## Directions
Your response should contain each line of the data that includes "check".

## Extracted records
· · ·
PR #1088, opened 2020-04-17
impr: improve handling of images in the generated documents (FPLA-1640)

muyinatech:
### JIRA link (if applicable) ###

https://tools.hmcts.net/jira/browse/FPLA-1640

### Change description ###
Make the following improvements to the docmosis templates:-
- Remove hardcoded images from the templates and replace with placeholder images
- Remove base64 passed to the images

**Does this PR introduce a breaking change?** (check one with "x")

```
[ ] Yes
[x] No
```

PR #1117, opened 2020-04-23
fix: persist hearing id in cmo object if it already exists (FPLA-1673)

swalker125:

https://tools.hmcts.net/jira/browse/FPLA-1673

### Change description ###

update prepareCmo method in DraftCMOService with :
`  .id(oldCMO.map(CaseManagementOrder::getId).orElse(idFromDynamicList))`

Updated CMO tests

```
[ ] Yes
[x] No
```


service/src/integrationTest/java/uk/gov/hmcts/reform/fpl/controllers/ActionCaseManagementOrderControllerMidEventTest.java
```diff
@@ -34,31 +54,32 @@
...
-        caseDetails.getData().put(CASE_MANAGEMENT_ORDER_LOCAL_AUTHORITY.getKey(),
-            CaseManagementOrder.builder().build());
+        AboutToStartOrSubmitCallbackResponse callbackResponse = postMidEvent(getCaseDetails());
 
-        AboutToStartOrSubmitCallbackResponse callbackResponse = postMidEvent(caseDetails);
+        verify(uploadService).uploadPDF(PDF, "draft-case-management-order.pdf");
 
-        verify(uploadDocumentService).uploadPDF(PDF, "draft-case-management-order.pdf");
+        //need to pass in captor for draft image string
+        assertThat(captor.getValue()).isEqualToComparingFieldByField(expectedTemplateData(captor.getValue()));
```
lewisbirks, line 82: I feel like there has to be nicer way of doing this, maybe in this assert we can ignore the draft image string and then have another assert to just check that it isn't empty

lewisbirks: Also either in this one or in #1088 whichever gets merged first this can then be changed as we will know the exact value

service/src/integrationTest/java/uk/gov/hmcts/reform/fpl/controllers/DraftCMOControllerTest.java
```diff
@@ -77,83 +90,230 @@
...
+        given(uploadService.uploadPDF(any(), any())).willReturn(document());
+
+        AboutToStartOrSubmitCallbackResponse callbackResponse = postMidEvent(getCaseDetails());
+
+        verify(uploadService).uploadPDF(pdf, "draft-case-management-order.pdf");
+
+        assertThat(callbackResponse.getData()).containsKey(CASE_MANAGEMENT_ORDER_LOCAL_AUTHORITY.getKey());
+        assertThat(getDocumentReference(callbackResponse)).isEqualTo(expectedDocument());
+        //need to pass in captor for draft image string
+        assertThat(captor.getValue()).isEqualToComparingFieldByField(expectedTemplateData(captor.getValue()));
```
lewisbirks, line 141: Same as before

service/src/main/java/uk/gov/hmcts/reform/fpl/service/CaseManagementOrderGenerationService.java
```diff
@@ -132,7 +132,7 @@ private String getScheduleProvided(CaseManagementOrder caseManagementOrder) {
 
     private DocmosisJudgeAndLegalAdvisor getJudgeAndLegalAdvisorData(JudgeAndLegalAdvisor judgeAndLegalAdvisor) {
         return DocmosisJudgeAndLegalAdvisor.builder()
-            .judgeTitleAndName(defaultIfBlank(formatJudgeTitleAndName(judgeAndLegalAdvisor), DEFAULT))
+            .judgeTitleAndName(formatJudgeTitleAndName(judgeAndLegalAdvisor))
```
lewisbirks, line 135: Do we still not want to display the default string in the draft?

service/src/test/java/uk/gov/hmcts/reform/fpl/service/robotics/SampleRoboticsTestDataHelper.java
```diff
@@ -61,7 +61,7 @@ public static RoboticsData invalidRoboticsDataWithZeroOwningCourt() {
                     .postcode("BT22 2345")
                     .country("UK")
                     .build())
-                .relationshipToChild(null)
+                .relationshipToChild("Cousin")
```
lewisbirks, line 64: Necessary change?

service/src/integrationTest/java/uk/gov/hmcts/reform/fpl/controllers/ActionCaseManagementOrderControllerMidEventTest.java
swalker125: this will go in first, I am happy to address separately, however I believe this is fine for now

service/src/main/java/uk/gov/hmcts/reform/fpl/service/CaseManagementOrderGenerationService.java
swalker125: formatJudgeTitleAndName method handles

service/src/test/java/uk/gov/hmcts/reform/fpl/service/robotics/SampleRoboticsTestDataHelper.java
swalker125: yes, relationshipToChild is mandatory field and will never be null. So this is unrealistic scenario

lewisbirks: Ahh I see you have updated it in the populated case details

service/src/main/java/uk/gov/hmcts/reform/fpl/service/CaseManagementOrderGenerationService.java
swalker125: `  public static String formatJudgeTitleAndName(JudgeAndLegalAdvisor judgeAndLegalAdvisor) {
        return Optional.ofNullable(judgeAndLegalAdvisor)
            .filter(judge -> judge.getJudgeTitle() != null)
            .map(JudgeAndLegalAdvisorHelper::mapJudgeOrAdvisor)
            .orElse("");
    }`

lewisbirks: Somehow in my head had the 2 constants the wrong way round, thinking it would be the `HEARING_EMPTY_PLACEHOLDER`. Need more sleep

service/src/integrationTest/java/uk/gov/hmcts/reform/fpl/controllers/ActionCaseManagementOrderControllerMidEventTest.java
lewisbirks: If this is being merged in first then it doesn't matter as we can just sort it out in that other story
· · ·
## Expected answer
**Does this PR introduce a breaking change?** (check one with "x")
lewisbirks, line 82: I feel like there has to be nicer way of doing this, maybe in this assert we can ignore the draft image string and then have another assert to just check that it isn't empty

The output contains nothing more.